Related‑Party Exposure (Conflicts)

  • The proxy’s Related Person Transactions section lists relationships with Observe (customer; director Jeremy Burton is CEO), BlackRock (customer/investor), and CTP Aviation (charter arrangements related to Mr. Slootman and Mr. Scarpelli). There are no related‑party transactions disclosed involving Ms. Ullal .
  • Board explicitly reviewed independence considering outside affiliations and determined directors (including Ullal) remain independent; transactions involving entities where an independent director serves on a board were assessed and deemed arm’s‑length without material interest .
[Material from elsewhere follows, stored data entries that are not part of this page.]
PR #1461, opened 2018-12-04
Remove references to deprecated APIs

rmadsen:
The docs reference `componentWillReceiveProps()` and `componentWillUpdate()`, but these are now prefixed with `UNSAFE`, and I doubt we want the official documentation referring to them. I removed the offending line and replaced it with a reference to `getDerivedStateFromProps()` though I'm not sure that mentioning this lifecycle method offers much in the context of this doc.

### DIFF
--- a/content/docs/reconciliation.md
+++ b/content/docs/reconciliation.md
@@ -69,9 +69,7 @@ After handling the DOM node, React then recurses on the children.
 
 ### Component Elements Of The Same Type
 
-When a component updates, the instance stays the same, so that state is maintained across renders. React then updates the props of the underlying component instance to match the new element. If the component implements the `getDerivedStateFromProps()` static method, React will similarly update the component instance with any changed state.
-
-Next, the `render()` method is called and the diff algorithm recurses on the previous result and the new result.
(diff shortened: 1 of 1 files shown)


content/docs/reconciliation.md
```diff
@@ -69,7 +69,7 @@ After handling the DOM node, React then recurses on the children.
 
 ### Component Elements Of The Same Type
 
-When a component updates, the instance stays the same, so that state is maintained across renders. React updates the props of the underlying component instance to match the new element, and calls `componentWillReceiveProps()` and `componentWillUpdate()` on the underlying instance.
+When a component updates, the instance stays the same, so that state is maintained across renders. React then updates the props of the underlying component instance to match the new element. If the component implements the `getDerivedStateFromProps()` static method, React will similarly update the component instance with any changed state.
```
gaearon: I'm worried this will encourage people to implement it, which we usually *don't* want. Let's just drop this sentence?

rmadsen:
Hi folks - I think this is good to go. Happy to either add any additional tweaks you'd like or close this request if you think it is no longer necessary.

PR #1464, opened 2018-12-05
Update context.md

dhruvdutt:
The inversion of control pattern makes the low-level components **less** flexible since they are already computed at higher-level. Only the rendering part is done down in the component tree.


BartoszKlonowski:
Hello @dhruvdutt!
The change you propose in this PR is outdated as that part of the code is no longer present in the latest version of it.
Thank you!

PR #4455, opened 2022-03-12
Beta: Fix Feedback being shifted down to invisible

Huxpro:
`<SocialBanner/>` shifted `<Feedback />` down to 40px on `>lg` screen.

Screen Shot 2022-03-11 at 6 01 56 PM
 
This diff fixed it by using `calc`. Not sure if there is a better way but it works
Screen Shot 2022-03-11 at 6 03 41 PM
:


harish-sethuraman:
https://github.com/reactjs/reactjs.org/pull/4451 I raised a pr for the same with same fix. 😅

harish-sethuraman:
I've merged the PR that had the same fix that was raised yesterday. So closing this PR. 😅

PR #4457, opened 2022-03-14
Update invalid-aria-prop.md

DeltaZN:
Actually, they are rendered to DOM


eps1lon (approved):
Good catch thanks. Could you sign the CLA so that we can merge this?

PR #4471, opened 2022-03-18

krishnasaga:
It is not a mistake in the documentation at all but It is getting misinterpreted by few developers as "you should be doing only in rare case" and not knowing what the rare case is :) If you think that will help to make it more **precise** in humble sense  :) you can accept the change


harish-sethuraman:
I guess it is better that we leave it as such and it makes sense to not change `rare` to `a few`. Thanks for sending a PR.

Say‑on‑Pay & Shareholder Feedback

  • 2024 Say‑on‑Pay approval: >88% of votes cast supported executive compensation; the Compensation Committee engaged with large shareholders and increased performance‑based elements (PRSUs, quarterly gates) thereafter .
  • Annual Say‑on‑Pay cadence continues (next at 2026 annual meeting) .

Governance Assessment

  • Strengths
    • Independent director with deep operating expertise as a public‑company CEO in adjacent cloud infrastructure; chairs Compensation Committee and participates in subcommittee governance under Rule 16b‑3 .
    • Robust pay‑for‑performance design under her committee’s oversight (revenue and profitability balance; PRSU weightings; gates), strong shareholder support (>88% Say‑on‑Pay) and proactive investor outreach .
    • Solid board processes: ≥75% attendance, independent executive sessions, lead independent director structure, and proposed declassification responsive to shareholder sentiment .
    • Alignment safeguards: director ownership guidelines in compliance; prohibition on hedging/pledging .
  • Watch items
    • Time commitments: concurrent service as Arista Chairperson, President & CEO may constrain bandwidth; continued strong attendance/engagement is essential (she met the ≥75% standard in FY2025) .
    • Related‑party monitoring: no Ullal‑related transactions disclosed; continue to monitor for any Snowflake–Arista overlap; Board asserts arm’s‑length review of any such situations to preserve independence .

Notes:

  • Director Compensation (FY2025): Ms. Ullal received $48,000 in cash and $325,281 in equity (RSUs) for total of $373,281; outstanding director equity included 2,292 unvested RSUs and 50,000 pre‑IPO options as of Jan 31, 2025 .
  • Beneficial Ownership (as of Apr 30, 2025): 55,136 shares beneficially owned (<1%), including 5,136 shares held directly and 50,000 options exercisable within 60 days .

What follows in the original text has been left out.